Collected data entries —
◆ ◆ ◆ ◆ ◆

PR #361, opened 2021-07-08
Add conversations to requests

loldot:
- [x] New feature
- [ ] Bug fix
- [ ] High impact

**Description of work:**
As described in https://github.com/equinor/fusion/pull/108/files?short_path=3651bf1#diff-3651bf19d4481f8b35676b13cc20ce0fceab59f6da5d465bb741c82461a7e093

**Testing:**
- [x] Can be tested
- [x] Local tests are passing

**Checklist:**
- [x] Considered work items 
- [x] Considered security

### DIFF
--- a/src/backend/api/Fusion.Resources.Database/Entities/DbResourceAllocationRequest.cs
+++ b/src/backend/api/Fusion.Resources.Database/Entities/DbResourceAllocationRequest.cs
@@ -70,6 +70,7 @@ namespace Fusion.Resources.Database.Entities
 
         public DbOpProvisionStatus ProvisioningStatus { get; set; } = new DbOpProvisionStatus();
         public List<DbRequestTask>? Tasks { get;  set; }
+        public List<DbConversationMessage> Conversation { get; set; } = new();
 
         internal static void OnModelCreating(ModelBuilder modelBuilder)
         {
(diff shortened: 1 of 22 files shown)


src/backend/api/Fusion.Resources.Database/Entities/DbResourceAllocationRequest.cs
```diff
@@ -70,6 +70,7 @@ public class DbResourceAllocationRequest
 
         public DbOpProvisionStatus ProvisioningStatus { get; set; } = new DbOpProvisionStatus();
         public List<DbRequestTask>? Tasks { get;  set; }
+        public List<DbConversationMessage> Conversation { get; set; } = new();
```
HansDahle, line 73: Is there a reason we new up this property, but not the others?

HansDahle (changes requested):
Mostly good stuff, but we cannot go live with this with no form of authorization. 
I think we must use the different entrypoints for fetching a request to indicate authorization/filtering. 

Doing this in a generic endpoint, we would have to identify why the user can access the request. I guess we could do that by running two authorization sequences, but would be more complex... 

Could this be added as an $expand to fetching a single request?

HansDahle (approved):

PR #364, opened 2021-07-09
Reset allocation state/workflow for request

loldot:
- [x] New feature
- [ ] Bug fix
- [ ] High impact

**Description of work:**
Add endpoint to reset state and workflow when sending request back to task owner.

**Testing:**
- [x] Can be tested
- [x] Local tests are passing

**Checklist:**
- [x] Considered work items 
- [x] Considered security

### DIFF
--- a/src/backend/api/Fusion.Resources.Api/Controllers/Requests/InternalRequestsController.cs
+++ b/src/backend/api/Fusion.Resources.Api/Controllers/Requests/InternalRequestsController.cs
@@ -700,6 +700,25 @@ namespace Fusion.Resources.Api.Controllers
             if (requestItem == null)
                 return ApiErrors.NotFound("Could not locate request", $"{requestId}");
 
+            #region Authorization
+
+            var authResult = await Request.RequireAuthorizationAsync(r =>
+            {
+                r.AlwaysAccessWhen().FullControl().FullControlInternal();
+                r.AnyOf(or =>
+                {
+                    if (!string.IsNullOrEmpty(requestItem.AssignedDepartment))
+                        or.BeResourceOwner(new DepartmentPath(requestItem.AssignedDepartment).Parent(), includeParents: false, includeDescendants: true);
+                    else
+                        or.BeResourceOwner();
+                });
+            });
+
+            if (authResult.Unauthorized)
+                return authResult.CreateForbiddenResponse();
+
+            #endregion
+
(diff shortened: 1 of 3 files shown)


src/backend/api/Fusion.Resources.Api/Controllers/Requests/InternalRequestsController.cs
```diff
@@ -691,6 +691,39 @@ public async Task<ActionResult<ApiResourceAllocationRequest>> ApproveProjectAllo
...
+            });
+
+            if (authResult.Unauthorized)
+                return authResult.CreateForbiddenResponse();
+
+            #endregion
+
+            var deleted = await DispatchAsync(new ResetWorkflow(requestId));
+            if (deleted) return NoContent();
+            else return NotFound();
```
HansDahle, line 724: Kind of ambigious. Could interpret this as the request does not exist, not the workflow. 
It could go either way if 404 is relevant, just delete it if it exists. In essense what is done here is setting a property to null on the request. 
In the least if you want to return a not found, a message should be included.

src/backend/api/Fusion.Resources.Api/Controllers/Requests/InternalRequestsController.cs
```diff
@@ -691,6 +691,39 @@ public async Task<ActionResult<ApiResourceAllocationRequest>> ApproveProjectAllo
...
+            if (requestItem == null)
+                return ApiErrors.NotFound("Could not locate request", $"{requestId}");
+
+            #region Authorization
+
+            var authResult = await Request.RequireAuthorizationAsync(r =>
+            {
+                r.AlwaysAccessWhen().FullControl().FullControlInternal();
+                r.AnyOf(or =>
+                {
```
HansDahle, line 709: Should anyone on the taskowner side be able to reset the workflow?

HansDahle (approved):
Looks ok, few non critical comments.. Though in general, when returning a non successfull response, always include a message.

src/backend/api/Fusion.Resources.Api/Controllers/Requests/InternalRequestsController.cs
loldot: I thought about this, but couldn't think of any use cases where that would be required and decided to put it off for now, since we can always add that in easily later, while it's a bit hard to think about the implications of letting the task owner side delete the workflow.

◆ ◆ ◆ ◆ ◆

Work instruction —
Each line above with the word "requestItem" must be returned.

Solved problem —
             if (requestItem == null)
+                    if (!string.IsNullOrEmpty(requestItem.AssignedDepartment))
+                        or.BeResourceOwner(new DepartmentPath(requestItem.AssignedDepartment).Parent(), includeParents: false, includeDescendants: true);
+            if (requestItem == null)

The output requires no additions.